The rules on demand management and connecting high load devices (batteries, EV chargers, PV systems) are only going to get stricter.

Most are based around 16 amps/phase. Running three phase (at the cost of 4 core SWA Vs 2 core SWA - assuming TT earthing; else 5/3 core) is minimal extra cost and buys you grandfather rights/first dibs on capacity.

11 kW EV charge Vs 7 kW is also material when you’re looking to chase time of use tariffs.

Edit: you can’t do 11 kW single phase because the neutral pin of the charging plug won’t take it. On three phase you run the full 11 kW using three pins at 16A (with the neutral just doing imbalance) rather than two at 32A. It’s lowe strain on cable and connectors. It’s safer.
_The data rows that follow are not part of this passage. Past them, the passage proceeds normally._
PR #1133, opened 2024-08-22
Add copy project functionality and refactor project hierarchy validation

jochenklar:
This PR adds the possibility to copy projects. There is a new `ProjectCopyView` and a `copy` action in the `ProjectViewSet`. To make it work a new `ProjectParentValidator` needs to be added, since the old way to prevent that a project is set to be a child of itself was not flexible enough. Some tests needed to be added and fixes as well.


MyPyDavid:
tests need to be fixed, then this one should be merged before interview PRs

MyPyDavid:
ah with mysql I can reproduce locally the failing tests:
```
FAILED rdmo/projects/tests/test_viewset_project.py::test_copy[1-author-author] - assert 516 == (259 + 251)
```

maybe it has to do with `bulk_create`  or some other mysql related things

rdmo/projects/utils.py
```diff
@@ -38,6 +39,86 @@ def check_conditions(conditions, values, set_prefix=None, set_index=None):
...
+
+    # save current project values
+    project_values = []
+    for value in values:
+        value.id = None
+        value.project = project
+        value.created = timestamp
+
+        if value.file:
+            file_values.append((value, value.file_name, value.file))
```
MyPyDavid, line 83: for fixing failing test with mysql
```suggestion
        if value.file
            value.copy_file(value.file_name, value.file)
        else:
            project_values.append(value)
```

jochenklar: This is actually much better, I refactored again and found a few bugs in the `rdmo/projects/tests/test_utils.py::test_copy_project` test.

MyPyDavid (approved):
thanks, looks good!

PR #1135, opened 2024-08-25
RDMO 2.3.0 development

jochenklar:
This is the new development branch for RDMO 2.3. Since 2.2 is not released yet, it is a fork of `dev-2.2.0` with additional refactoring regarding the front-end setup.


MyPyDavid:
this one should be targeted to `main` and be re-opened right?

PR #2432, opened 2018-07-19
Validate zTPF Memory Reserve Factor during Xmx Validation

jjohnst-us:
Validate zTPF Memory Reserve Factor during Xmx Validation.
z/TPF doesn't have mmap and has a relatively small usable
memory footprint compared to linux.  When specifying an Xmx
for the z/TPF platform there is a higher chance of specifying
a higher amount then made available for the process.  This
update does a quick check during validation instead of waiting
for the runtime to detect it an run dump agents related to OOM.

### DIFF
--- a/runtime/gc_modron_startup/mminit.cpp
+++ b/runtime/gc_modron_startup/mminit.cpp
@@ -223,7 +223,7 @@ cleanupMutatorModelJava(J9VMThread* vmThread)
 	J9VMDllLoadInfo* loadInfo;
 	J9JavaVM* vm = vmThread->javaVM;
 	MM_EnvironmentBase *env = MM_EnvironmentBase::getEnvironment(vmThread->omrVMThread);
-	
+
 	if (NULL != env) {
 		/* cleanupMutatorModelJava is called as part of the main vmThread shutdown, which happens after
 		 * gcCleanupHeapStructures has been called. We should therefore only flush allocation caches
@@ -235,7 +235,7 @@ cleanupMutatorModelJava(J9VMThread* vmThread)
 			GC_OMRVMThreadInterface::flushCachesForGC(env);
 		}
 	}
-	
+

It’s kinder to the low voltage grid by intelligently balancing a cross phases (with the right charger). All round a good idea vs trying to shove only 7kW through on single phase. :slight_smile:

And most V2G will be 16A/phase in future as most high power connections in Europe are 3ph and the vendors build to the mass market. (See: Renault 5 for example)

And 2.5 mm2 is a joy to run vs fat single phase cables.

Single phase is an absolute false economy IMO. Plan to do your 11 kW or 22 kW over three phases.